The Name of the Rose, Umberto Eco, 1980
- Author: Umberto Eco
- Genre: Mystery/Crime
- Publisher: Harcourt
- Publication Year: 1983
- Pages: 512
- Format: Paperback
- Language: English
- ISBN: 978-0156001311
- Rating: 4,2 ★★★★☆
The Name of the Rose Review
The Name of the Rose by Umberto Eco is a medieval murder mystery wrapped in philosophy. Published in 1980, it follows the Franciscan friar William of Baskerville and his novice Adso through a series of deaths in a Benedictine abbey. For you, this book offers a rare mix: a clue trail with real stakes, a library as labyrinth, and ideas about truth served with genuine suspense.
Overview
Eco blends Sherlock style deduction with debates about heresy, laughter, and power. You will notice how each clue points to books, not just bodies: marginalia, missing volumes, a script that kills by design. The abbey’s library is both setting and metaphor: knowledge controlled becomes danger.
Summary
Called to mediate a church dispute, William instead faces a string of deaths that echo apocalyptic imagery. He maps the library, decodes a catalog, and follows a trail of poisoned pages. Without spoiling the final room, the solution turns on fear of laughter and the control of ideas. The fire that follows feels like judgment and warning at once.
Author
Umberto Eco writes with playful erudition and patient craft. He lets puzzles breathe while keeping characters human. You benefit from his ability to make scholarship feel like adventure.
Key Themes
You will explore knowledge as power and risk. You will see censorship as fear in formal clothes. You will consider faith and reason as partners that argue but should not part.
Strengths and Weaknesses
Strengths: ingenious setting, layered clues, and ideas that deepen the mystery instead of slowing it. Weaknesses: Latin and theology can feel dense if you skim.

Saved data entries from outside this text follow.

PR #1065, opened 2022-12-09
fix(tcp-mss-clamp): duplicate rule fragments

TorontoMedia:
Remove duplicate rich rule fragments and assign default value to chain suffix variable.

Also directly return concatenated rule fragments.


erig0 (approved):
Thanks! lgtm.

TorontoMedia:
> Thanks! lgtm.

Thanks for merging. I rearranged the tcp flags to the beginning and forgot to stage the change 😞 I'll fix that in a future commit.

Issue #878, opened 2021-11-05
Cannot reload with firewall-cmd --reload


agross:
**What happened**:

```sh
$ firewall-cmd --reload
Argument 1 does not allow None as a value
```

```
Nov 05 17:10:52 router firewalld[178828]: Traceback (most recent call last):
                                            File "/usr/lib/python3.10/site-packages/firewall/server/decorators.py", line 67, in _impl
                                              return func(*args, **kwargs)
                                            File "/usr/lib/python3.10/site-packages/firewall/server/firewalld.py", line 323, in reload
                                              self.fw.reload()
                                            File "/usr/lib/python3.10/site-packages/firewall/core/fw.py", line 1082, in reload
                                              for interface in nm_get_interfaces_in_zone(zone):
                                            File "/usr/lib/python3.10/site-packages/firewall/core/fw_nm.py", line 184, in nm_get_interfaces_in_zone
                                              if zone == nm_get_zone_of_connection(conn):
                                            File "/usr/lib/python3.10/site-packages/firewall/core/fw_nm.py", line 76, in nm_get_zone_of_connection
                                              con = nm_get_client().get_connection_by_uuid(connection)
                                          TypeError: Argument 1 does not allow None as a value
```

**What you expected to happen**:

Reloading works.

**How to reproduce it (as minimally and precisely as possible)**:

Not sure.

**Anything else we need to know?**:

**Environment**:
- Firewalld Version (if Fedora based `dnf info firewalld` or commit hash if developing from git `git log -n1 --format=format:"%H"`): Name         : firewalld
Version      : 1.0.1
Release      : 2.fc35
- Firewalld Backend (`cat /etc/firewalld/firewalld.conf | grep FirewallBackend`): FirewallBackend=nftables
- OS (e.g: `cat /etc/os-release`): Fedora Linux 35 (Server Edition)
- Others:

stejoo:
I have the exact same issue and my journal shows the same error message.

My first thought was this was due to network connection profiles in NetworkManager not having their `connection.zone` property set. No something I usually set, but for this issue I did all of them: that did not resolve the issue.

Looking further my next guess is `nm_get_client().get_connection_by_uuid(connection)` needs a `connection` to be filled in. I have an interface that is not managed by NetworkManager, but is known to NetworkManager. It's a WireGuard connection to be precise and it's not managed by NetworkManager but by `wg-quick`.

[...]

PR #1070, opened 2023-01-03
fix(fw_nm): skip interfaces without a connection profile

erig0:
Some interfaces may not have an associated connection profile. This is the case for down point-to-point interfaces.

Fixes: #878

### DIFF
--- a/src/firewall/core/fw_nm.py
+++ b/src/firewall/core/fw_nm.py
@@ -193,7 +193,7 @@ def nm_get_connection_of_interface(interface):
     """
     check_nm_imported()
 
-    device = nm_get_client().get_device_by_iface(interface)
+    device = nm_get_client().get_device_by_ip_iface(interface)
     if device is None:
         return None
 


src/tests/integration/gh878.at
```diff
@@ -0,0 +1,21 @@
...
+AT_KEYWORDS(gh878)
+
+NS_CHECK([ip link add dummy0 type dummy])
+
+START_NETWORKMANAGER()
+
+NS_CHECK([ip link show], 0, [ignore])
+echo NS_CMD([nmcli connection delete dummy0]) >> ./cleanup
+NS_CHECK([nmcli connection add type dummy ifname dummy0 con-name dummy0 ipv6.method ignore], 0, [ignore])
+NS_CHECK([nmcli connection up dummy0], 0, [ignore])
```
erig0, line 11: [CI fails](https://github.com/firewalld/firewalld/actions/runs/4001478444/jobs/6867744159#step:15:1259) here trying to get an IP address. Need to disable ipv4.

PR #1092, opened 2023-03-07
fix(fw_nm): use IP interface names for connection lookup

amachronic:
The glue layer between FirewallD and NetworkManager uses what NM calls "IP interface" names to identify interfaces. However, these names can't be passed to NM.Client.get_device_by_iface() since that checks the "interface name", not the IP interface name. Since NM does not provide a method to look up a device by its IP interface, we need to do that manually.

Fixes: #878


erig0 (approved):
lgtm. Thanks! Will merge after CI.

Overall: a thoughtful thriller that rewards close reading.
Target Audience
Great for readers who enjoy literary mysteries, historical settings, and stories where libraries are battlegrounds. Perfect for book clubs that like to argue about meaning as much as motive.
Favorite Quotes
Short lines stand out: books breathe, laughter frees, fear burns faster than truth.
Takeaways
For you, the key takeaway is simple: ideas are dangerous when locked up. Curiosity with humility is safer than certainty with chains.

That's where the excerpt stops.